THE TASK: Search each line of the data for the word "args"; copy every line where it is found.

PROVIDED RECORDS:
PR #537, opened 2022-04-26
Set version in `.goreleaser.yml`

0x2b3bfa0:
Cascades to #493

### DIFF
--- a/iterative/utils/analytics.go
+++ b/iterative/utils/analytics.go
@@ -20,7 +20,7 @@ import (
 )
 
 var (
-	Version string = "v0.0.0"
+	Version string = "0.0.0"
 )
 
 func getenv(key, defaultValue string) string {
--- a/.github/workflows/release.yml
+++ b/.github/workflows/release.yml
@@ -17,7 +17,7 @@ jobs:
       - uses: goreleaser/goreleaser-action@v2
         with:
           version: latest
-          args: release --rm-dist -ldflags="-X 'terraform-provider-iterative/iterative/utils.Version=${GITHUB_REF##refs/tags/v}'"
+          args: release --rm-dist
         env:
           GITHUB_TOKEN: ${{ secrets.GITHUB_TOKEN }}
   synchronize:
--- a/.goreleaser.yml
+++ b/.goreleaser.yml
@@ -5,7 +5,11 @@ builds:
   flags:
     - -trimpath
   ldflags:
-    - '-s -w -X main.version={{.Version}} -X main.commit={{.Commit}}'
+    - -s -w
+    - -X terraform-provider-iterative/iterative/utils.Version={{.Version}}
+    - -X main.version={{.Version}}
+    - -X main.commit={{.Commit}}
+    - -X main.date={{.Date}}
   goos:
     # - freebsd
     - windows


iterative/utils/analytics.go
```diff
@@ -20,7 +20,7 @@ import (
 )
 
 var (
-	Version string = "v0.0.0"
+	Version string = "0.0.0"
```
DavidGOrtega, line 23: We need to change also the test 

```
func TestVersion(t *testing.T) {
	assert.Equal(t, strings.HasPrefix(Version, "v"), true)
}
```

DavidGOrtega (changes requested):

iterative/utils/analytics.go
0x2b3bfa0: https://github.com/iterative/terraform-provider-iterative/pull/537/commits/f0adf73e218436e734a0b71a4091e8cee76412aa

iterative/utils/analytics_test.go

YOUR SOLUTION:
-          args: release --rm-dist -ldflags="-X 'terraform-provider-iterative/iterative/utils.Version=${GITHUB_REF##refs/tags/v}'"
+          args: release --rm-dist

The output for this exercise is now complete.